• Data to examine
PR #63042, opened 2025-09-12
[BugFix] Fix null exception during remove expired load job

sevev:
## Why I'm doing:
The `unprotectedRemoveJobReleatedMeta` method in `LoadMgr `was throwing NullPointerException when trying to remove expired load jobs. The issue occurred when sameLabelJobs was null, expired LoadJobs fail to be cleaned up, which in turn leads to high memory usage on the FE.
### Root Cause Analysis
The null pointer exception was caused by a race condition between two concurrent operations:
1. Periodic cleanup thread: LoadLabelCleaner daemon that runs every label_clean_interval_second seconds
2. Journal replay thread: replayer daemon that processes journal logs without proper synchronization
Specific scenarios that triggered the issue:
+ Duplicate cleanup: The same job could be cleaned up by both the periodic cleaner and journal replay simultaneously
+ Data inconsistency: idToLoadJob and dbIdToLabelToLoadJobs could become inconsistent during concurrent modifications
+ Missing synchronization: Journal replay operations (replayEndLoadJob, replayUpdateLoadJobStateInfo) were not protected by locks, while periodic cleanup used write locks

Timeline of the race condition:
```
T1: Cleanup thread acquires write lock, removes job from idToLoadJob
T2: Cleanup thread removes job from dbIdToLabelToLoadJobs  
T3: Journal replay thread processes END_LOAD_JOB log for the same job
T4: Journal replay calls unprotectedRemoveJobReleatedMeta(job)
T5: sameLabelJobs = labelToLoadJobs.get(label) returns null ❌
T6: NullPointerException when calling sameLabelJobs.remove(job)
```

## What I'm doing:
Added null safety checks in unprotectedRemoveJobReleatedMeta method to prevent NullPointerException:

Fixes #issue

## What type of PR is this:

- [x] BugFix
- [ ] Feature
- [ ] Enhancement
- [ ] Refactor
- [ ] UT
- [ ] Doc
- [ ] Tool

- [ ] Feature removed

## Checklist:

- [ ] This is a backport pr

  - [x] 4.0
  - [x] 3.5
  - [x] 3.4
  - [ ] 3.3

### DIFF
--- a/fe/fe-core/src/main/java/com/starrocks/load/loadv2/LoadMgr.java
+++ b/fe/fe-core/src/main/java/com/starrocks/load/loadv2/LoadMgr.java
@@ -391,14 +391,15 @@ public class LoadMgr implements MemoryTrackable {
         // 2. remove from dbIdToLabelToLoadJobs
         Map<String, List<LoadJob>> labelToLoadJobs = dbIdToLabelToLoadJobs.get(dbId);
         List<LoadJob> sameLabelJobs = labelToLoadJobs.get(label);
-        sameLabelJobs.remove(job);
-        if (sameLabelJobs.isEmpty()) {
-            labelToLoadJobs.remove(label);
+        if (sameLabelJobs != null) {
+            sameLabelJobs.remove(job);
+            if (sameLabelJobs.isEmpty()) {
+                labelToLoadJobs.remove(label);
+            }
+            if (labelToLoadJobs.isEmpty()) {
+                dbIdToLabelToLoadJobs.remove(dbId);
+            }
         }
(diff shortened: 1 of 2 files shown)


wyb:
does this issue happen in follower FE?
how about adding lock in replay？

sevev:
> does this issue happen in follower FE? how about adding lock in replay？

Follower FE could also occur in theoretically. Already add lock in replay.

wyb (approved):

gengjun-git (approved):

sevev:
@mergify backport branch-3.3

• Work to complete
Please repeat the entries above exactly as they read.

• Answer section
PR #63042, opened 2025-09-12
[BugFix] Fix null exception during remove expired load job

sevev:
## Why I'm doing:
The `unprotectedRemoveJobReleatedMeta` method in `LoadMgr `was throwing NullPointerException when trying to remove expired load jobs. The issue occurred when sameLabelJobs was null, expired LoadJobs fail to be cleaned up, which in turn leads to high memory usage on the FE.
### Root Cause Analysis
The null pointer exception was caused by a race condition between two concurrent operations:
1. Periodic cleanup thread: LoadLabelCleaner daemon that runs every label_clean_interval_second seconds
2. Journal replay thread: replayer daemon that processes journal logs without proper synchronization
Specific scenarios that triggered the issue:
+ Duplicate cleanup: The same job could be cleaned up by both the periodic cleaner and journal replay simultaneously
+ Data inconsistency: idToLoadJob and dbIdToLabelToLoadJobs could become inconsistent during concurrent modifications
+ Missing synchronization: Journal replay operations (replayEndLoadJob, replayUpdateLoadJobStateInfo) were not protected by locks, while periodic cleanup used write locks

Timeline of the race condition:
```
T1: Cleanup thread acquires write lock, removes job from idToLoadJob
T2: Cleanup thread removes job from dbIdToLabelToLoadJobs  
T3: Journal replay thread processes END_LOAD_JOB log for the same job
T4: Journal replay calls unprotectedRemoveJobReleatedMeta(job)
T5: sameLabelJobs = labelToLoadJobs.get(label) returns null ❌
T6: NullPointerException when calling sameLabelJobs.remove(job)
```

## What I'm doing:
Added null safety checks in unprotectedRemoveJobReleatedMeta method to prevent NullPointerException:

Fixes #issue

## What type of PR is this:

- [x] BugFix
- [ ] Feature
- [ ] Enhancement
- [ ] Refactor
- [ ] UT
- [ ] Doc
- [ ] Tool

- [ ] Feature removed

## Checklist:

- [ ] This is a backport pr

  - [x] 4.0
  - [x] 3.5
  - [x] 3.4
  - [ ] 3.3

### DIFF
--- a/fe/fe-core/src/main/java/com/starrocks/load/loadv2/LoadMgr.java
+++ b/fe/fe-core/src/main/java/com/starrocks/load/loadv2/LoadMgr.java
@@ -391,14 +391,15 @@ public class LoadMgr implements MemoryTrackable {
         // 2. remove from dbIdToLabelToLoadJobs
         Map<String, List<LoadJob>> labelToLoadJobs = dbIdToLabelToLoadJobs.get(dbId);
         List<LoadJob> sameLabelJobs = labelToLoadJobs.get(label);
-        sameLabelJobs.remove(job);
-        if (sameLabelJobs.isEmpty()) {
-            labelToLoadJobs.remove(label);
+        if (sameLabelJobs != null) {
+            sameLabelJobs.remove(job);
+            if (sameLabelJobs.isEmpty()) {
+                labelToLoadJobs.remove(label);
+            }
+            if (labelToLoadJobs.isEmpty()) {
+                dbIdToLabelToLoadJobs.remove(dbId);
+            }
         }
(diff shortened: 1 of 2 files shown)


wyb:
does this issue happen in follower FE?
how about adding lock in replay？

sevev:
> does this issue happen in follower FE? how about adding lock in replay？

Follower FE could also occur in theoretically. Already add lock in replay.

wyb (approved):

gengjun-git (approved):

sevev:
@mergify backport branch-3.3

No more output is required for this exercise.